_YOUR GOAL_.
Retype all of the data exactly as given.

##############################

PR #7252, opened 2023-09-14
feat(proxyd): high availability

felipe-op:
**Description**

This change implements high availability for proxyd instances sharing the same consensus.

**Tests**

Deployed to dev

**Metadata**

Project: https://www.notion.so/Proxyd-HA-7bbb92766d8342f8af241bea99fd4a12

This change fixes
- https://linear.app/optimism/issue/INF-426/bump-go-redis-to-v9
- https://linear.app/optimism/issue/INF-429/lock-state-machine
- https://linear.app/optimism/issue/INF-428/ha-configs
- https://linear.app/optimism/issue/INF-427/split-tracker-into-local-and-remote-states


proxyd/consensus_tracker.go
```diff
@@ -21,101 +26,282 @@ type ConsensusTracker interface {
...
+
+		mutex := rs.NewMutex(key,
+			redsync.WithExpiry(ct.lockPeriod),
+			redsync.WithFailFast(true),
+			redsync.WithTries(1))
+
+		if err := mutex.Lock(); err != nil {
+			log.Debug("failed to obtain lock", "err", err)
+			ct.leader = false
+			return
```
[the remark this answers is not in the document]
felipe-op: this lock is hold indefinitely and it is extended until the leader dies

proxyd/consensus_tracker.go
```diff
@@ -21,101 +26,284 @@ type ConsensusTracker interface {
...
 type InMemoryConsensusTracker struct {
-	latestBlockNumber    hexutil.Uint64
-	safeBlockNumber      hexutil.Uint64
-	finalizedBlockNumber hexutil.Uint64
-	mutex                sync.Mutex
+	mutex sync.Mutex
+	state *ConsensusTrackerState
 }
 
 func NewInMemoryConsensusTracker() ConsensusTracker {
```
mslipper, line 51: [nit] Could have this return the concrete implementation to avoid having to cast in the `NewRedisConsensusTracker` method below.

proxyd/consensus_tracker.go
```diff
@@ -21,101 +26,284 @@ type ConsensusTracker interface {
...
+func (ct *RedisConsensusTracker) Init() {
+	go func() {
+		for {
+			// follow same context as backend group poller
+			ctx := ct.backendGroup.Consensus.ctx
+			timer := time.NewTimer(ct.heartbeatInterval)
+			ct.stateHeartbeat()
+
+			select {
+			case <-timer.C:
```
mslipper, line 179: What is this timer doing?

proxyd/consensus_tracker.go
```diff
@@ -21,101 +26,284 @@ type ConsensusTracker interface {
...
+	jsonState, err := json.Marshal(ct.local.state)
+	if err != nil {
+		log.Error("failed to marshal local", "err", err)
+		ct.leader = false
+		return
+	}
+	ct.client.Set(ct.ctx, ct.key(fmt.Sprintf("state:%s", mutexVal)), jsonState, ct.lockPeriod)
+
+	leader, _ := os.LookupEnv("HOSTNAME")
+	if leader == "" {
```
mslipper: Empty `if` statement?

proxyd/consensus_tracker.go
```diff
@@ -21,101 +26,284 @@ type ConsensusTracker interface {
...
+	}
+
+	return tracker
+}
+
+func (ct *RedisConsensusTracker) Init() {
+	go func() {
+		for {
+			// follow same context as backend group poller
+			ctx := ct.backendGroup.Consensus.ctx
```
mslipper: We pass in a context to the `NewRedisConsensuTracker` and use it in other methods, but use the one from the backend group's consensus here. Why not use the context in the tracker itself?

proxyd/consensus_tracker.go
```diff
@@ -21,101 +26,311 @@ type ConsensusTracker interface {
...
+				return
+			}
+			state := &ConsensusTrackerState{}
+			err = json.Unmarshal([]byte(val), state)
+			if err != nil {
+				log.Error("failed to unmarshal the remote state", "err", err)
+				return
+			}
+			ct.remote.mutex.Lock()
+			defer ct.remote.mutex.Unlock()
```
mslipper: Can we put the locking logic inside the remote state? Seems suboptimal to have to manage a struct's internal lock from outside the struct itself.

proxyd/consensus_tracker.go
```diff
@@ -21,101 +26,311 @@ type ConsensusTracker interface {
...
+	return ct.remote.GetFinalizedBlockNumber()
 }
 
 func (ct *RedisConsensusTracker) SetFinalizedBlockNumber(blockNumber hexutil.Uint64) {
-	ct.client.Set(ct.ctx, ct.key("finalized"), blockNumber, 0)
+	ct.local.SetFinalizedBlockNumber(blockNumber)
+}
+
+func (ct *RedisConsensusTracker) postPayload(mutexVal string) {
+	ct.remote.mutex.Lock()
```
mslipper: Ditto here - can we move this mutex management inside the `remote` object?

proxyd/consensus_tracker.go
```diff
@@ -21,101 +26,311 @@ type ConsensusTracker interface {
...
+			defer ct.remote.mutex.Unlock()
+			ct.remote.state.update(state)
+			log.Debug("updated state from remote", "state", val, "leader", leaderName)
+		}
+	} else {
+		if !ct.local.Valid() {
+			log.Warn("local state is not valid or behind remote, skipping")
+			return
+		}
+		if ct.remote.Valid() && ct.local.Behind(ct.remote) {
```
mslipper, line 260: Nice 👍

proxyd/consensus_tracker.go
```diff
@@ -21,101 +26,311 @@ type ConsensusTracker interface {
...
+			case <-timer.C:
+			case <-ctx.Done():
+				timer.Stop()
+				return
+			}
+		}
+	}()
+}
+
+func (ct *RedisConsensusTracker) stateHeartbeat() {
```
mslipper, line 189: `stateHeartbeat` does a lot of logging but returns void - may be better to have `stateHeartbeat` return an error, and do the logging in the caller.

mslipper (changes requested):

proxyd/consensus_tracker.go
felipe-op: Thats an option, but there is a trade-off.  You would be just moving the cast to the invoker, to keep the impl abstracted from the interface.

The idea here is to make the `local` and `remote` managed by the tracker, so everything is self contained and abstracted from outside.

proxyd/consensus_tracker.go
felipe-op: It's the heartbeat timer. By default it causes the state to update every 2 seconds.

proxyd/consensus_tracker.go
felipe-op: Oops, that was embarassing.  The env var `HOSTNAME`  is the pod name when running inside k8s, but it has no default value in local testing.  This `if` was supposed to coalesce it into something but I never reached a really unique value for it, so it stayed there hanging useless until this review. 

I'll remove it.

proxyd/consensus_tracker.go
felipe-op: tldr is I wanted to be able to cancel the parent context.  But it makes sense to make the called to make that decision instead of causing side effects to the consensus ctx.

proxyd/consensus_tracker.go
felipe-op: Moved

proxyd/consensus_tracker.go
felipe-op: Moved as well

proxyd/consensus_tracker.go
felipe-op: I rather not.  This is a complex logic and it is more readable to have the logging in-place.  They help to understand the story behind the logic in a way the code is communicating to the outside world.

proxyd/consensus_tracker.go
mslipper: Ooh I see, you make a new timer every tick of the loop.

proxyd/consensus_tracker.go
```diff
@@ -21,101 +26,308 @@ type ConsensusTracker interface {
...
+}
+
+func (ct *RedisConsensusTracker) Init() {
+	go func() {
+		for {
+			timer := time.NewTimer(ct.heartbeatInterval)
+			ct.stateHeartbeat()
+
+			select {
+			case <-timer.C:
```
mslipper, line 179:
```suggestion
			case <-timer.C:
			    continue
```

Added `continue` to make this clearer

proxyd/consensus_tracker.go
mslipper: I think you may have forgotten this one - since you moved the mutex inside `update()` I'm pretty sure this will deadlock. I think you can remove the locking here altogether.

proxyd/consensus_tracker.go
```diff
@@ -21,101 +26,308 @@ type ConsensusTracker interface {
...
 }
 
 func (ct *RedisConsensusTracker) SetFinalizedBlockNumber(blockNumber hexutil.Uint64) {
-	ct.client.Set(ct.ctx, ct.key("finalized"), blockNumber, 0)
+	ct.local.SetFinalizedBlockNumber(blockNumber)
+}
+
+func (ct *RedisConsensusTracker) postPayload(mutexVal string) {
+	ct.remote.mutex.Lock()
+	defer ct.remote.mutex.Unlock()
```
mslipper:
```suggestion
```

proxyd/consensus_tracker.go
felipe-op: Nice catch

mslipper (approved):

##############################

_RESPONSE TO THE EXERCISE_.
PR #7252, opened 2023-09-14
feat(proxyd): high availability

felipe-op:
**Description**

This change implements high availability for proxyd instances sharing the same consensus.

**Tests**

Deployed to dev

**Metadata**

Project: https://www.notion.so/Proxyd-HA-7bbb92766d8342f8af241bea99fd4a12

This change fixes
- https://linear.app/optimism/issue/INF-426/bump-go-redis-to-v9
- https://linear.app/optimism/issue/INF-429/lock-state-machine
- https://linear.app/optimism/issue/INF-428/ha-configs
- https://linear.app/optimism/issue/INF-427/split-tracker-into-local-and-remote-states


proxyd/consensus_tracker.go
```diff
@@ -21,101 +26,282 @@ type ConsensusTracker interface {
...
+
+		mutex := rs.NewMutex(key,
+			redsync.WithExpiry(ct.lockPeriod),
+			redsync.WithFailFast(true),
+			redsync.WithTries(1))
+
+		if err := mutex.Lock(); err != nil {
+			log.Debug("failed to obtain lock", "err", err)
+			ct.leader = false
+			return
```
[the remark this answers is not in the document]
felipe-op: this lock is hold indefinitely and it is extended until the leader dies

proxyd/consensus_tracker.go
```diff
@@ -21,101 +26,284 @@ type ConsensusTracker interface {
...
 type InMemoryConsensusTracker struct {
-	latestBlockNumber    hexutil.Uint64
-	safeBlockNumber      hexutil.Uint64
-	finalizedBlockNumber hexutil.Uint64
-	mutex                sync.Mutex
+	mutex sync.Mutex
+	state *ConsensusTrackerState
 }
 
 func NewInMemoryConsensusTracker() ConsensusTracker {
```
mslipper, line 51: [nit] Could have this return the concrete implementation to avoid having to cast in the `NewRedisConsensusTracker` method below.

proxyd/consensus_tracker.go
```diff
@@ -21,101 +26,284 @@ type ConsensusTracker interface {
...
+func (ct *RedisConsensusTracker) Init() {
+	go func() {
+		for {
+			// follow same context as backend group poller
+			ctx := ct.backendGroup.Consensus.ctx
+			timer := time.NewTimer(ct.heartbeatInterval)
+			ct.stateHeartbeat()
+
+			select {
+			case <-timer.C:
```
mslipper, line 179: What is this timer doing?

proxyd/consensus_tracker.go
```diff
@@ -21,101 +26,284 @@ type ConsensusTracker interface {
...
+	jsonState, err := json.Marshal(ct.local.state)
+	if err != nil {
+		log.Error("failed to marshal local", "err", err)
+		ct.leader = false
+		return
+	}
+	ct.client.Set(ct.ctx, ct.key(fmt.Sprintf("state:%s", mutexVal)), jsonState, ct.lockPeriod)
+
+	leader, _ := os.LookupEnv("HOSTNAME")
+	if leader == "" {
```
mslipper: Empty `if` statement?

proxyd/consensus_tracker.go
```diff
@@ -21,101 +26,284 @@ type ConsensusTracker interface {
...
+	}
+
+	return tracker
+}
+
+func (ct *RedisConsensusTracker) Init() {
+	go func() {
+		for {
+			// follow same context as backend group poller
+			ctx := ct.backendGroup.Consensus.ctx
```
mslipper: We pass in a context to the `NewRedisConsensuTracker` and use it in other methods, but use the one from the backend group's consensus here. Why not use the context in the tracker itself?

proxyd/consensus_tracker.go
```diff
@@ -21,101 +26,311 @@ type ConsensusTracker interface {
...
+				return
+			}
+			state := &ConsensusTrackerState{}
+			err = json.Unmarshal([]byte(val), state)
+			if err != nil {
+				log.Error("failed to unmarshal the remote state", "err", err)
+				return
+			}
+			ct.remote.mutex.Lock()
+			defer ct.remote.mutex.Unlock()
```
mslipper: Can we put the locking logic inside the remote state? Seems suboptimal to have to manage a struct's internal lock from outside the struct itself.

proxyd/consensus_tracker.go
```diff
@@ -21,101 +26,311 @@ type ConsensusTracker interface {
...
+	return ct.remote.GetFinalizedBlockNumber()
 }
 
 func (ct *RedisConsensusTracker) SetFinalizedBlockNumber(blockNumber hexutil.Uint64) {
-	ct.client.Set(ct.ctx, ct.key("finalized"), blockNumber, 0)
+	ct.local.SetFinalizedBlockNumber(blockNumber)
+}
+
+func (ct *RedisConsensusTracker) postPayload(mutexVal string) {
+	ct.remote.mutex.Lock()
```
mslipper: Ditto here - can we move this mutex management inside the `remote` object?

proxyd/consensus_tracker.go
```diff
@@ -21,101 +26,311 @@ type ConsensusTracker interface {
...
+			defer ct.remote.mutex.Unlock()
+			ct.remote.state.update(state)
+			log.Debug("updated state from remote", "state", val, "leader", leaderName)
+		}
+	} else {
+		if !ct.local.Valid() {
+			log.Warn("local state is not valid or behind remote, skipping")
+			return
+		}
+		if ct.remote.Valid() && ct.local.Behind(ct.remote) {
```
mslipper, line 260: Nice 👍

proxyd/consensus_tracker.go
```diff
@@ -21,101 +26,311 @@ type ConsensusTracker interface {
...
+			case <-timer.C:
+			case <-ctx.Done():
+				timer.Stop()
+				return
+			}
+		}
+	}()
+}
+
+func (ct *RedisConsensusTracker) stateHeartbeat() {
```
mslipper, line 189: `stateHeartbeat` does a lot of logging but returns void - may be better to have `stateHeartbeat` return an error, and do the logging in the caller.

mslipper (changes requested):

proxyd/consensus_tracker.go
felipe-op: Thats an option, but there is a trade-off.  You would be just moving the cast to the invoker, to keep the impl abstracted from the interface.

The idea here is to make the `local` and `remote` managed by the tracker, so everything is self contained and abstracted from outside.

proxyd/consensus_tracker.go
felipe-op: It's the heartbeat timer. By default it causes the state to update every 2 seconds.

proxyd/consensus_tracker.go
felipe-op: Oops, that was embarassing.  The env var `HOSTNAME`  is the pod name when running inside k8s, but it has no default value in local testing.  This `if` was supposed to coalesce it into something but I never reached a really unique value for it, so it stayed there hanging useless until this review. 

I'll remove it.

proxyd/consensus_tracker.go
felipe-op: tldr is I wanted to be able to cancel the parent context.  But it makes sense to make the called to make that decision instead of causing side effects to the consensus ctx.

proxyd/consensus_tracker.go
felipe-op: Moved

proxyd/consensus_tracker.go
felipe-op: Moved as well

proxyd/consensus_tracker.go
felipe-op: I rather not.  This is a complex logic and it is more readable to have the logging in-place.  They help to understand the story behind the logic in a way the code is communicating to the outside world.

proxyd/consensus_tracker.go
mslipper: Ooh I see, you make a new timer every tick of the loop.

proxyd/consensus_tracker.go
```diff
@@ -21,101 +26,308 @@ type ConsensusTracker interface {
...
+}
+
+func (ct *RedisConsensusTracker) Init() {
+	go func() {
+		for {
+			timer := time.NewTimer(ct.heartbeatInterval)
+			ct.stateHeartbeat()
+
+			select {
+			case <-timer.C:
```
mslipper, line 179:
```suggestion
			case <-timer.C:
			    continue
```

Added `continue` to make this clearer

proxyd/consensus_tracker.go
mslipper: I think you may have forgotten this one - since you moved the mutex inside `update()` I'm pretty sure this will deadlock. I think you can remove the locking here altogether.

proxyd/consensus_tracker.go
```diff
@@ -21,101 +26,308 @@ type ConsensusTracker interface {
...
 }
 
 func (ct *RedisConsensusTracker) SetFinalizedBlockNumber(blockNumber hexutil.Uint64) {
-	ct.client.Set(ct.ctx, ct.key("finalized"), blockNumber, 0)
+	ct.local.SetFinalizedBlockNumber(blockNumber)
+}
+
+func (ct *RedisConsensusTracker) postPayload(mutexVal string) {
+	ct.remote.mutex.Lock()
+	defer ct.remote.mutex.Unlock()
```
mslipper:
```suggestion
```

proxyd/consensus_tracker.go
felipe-op: Nice catch

mslipper (approved):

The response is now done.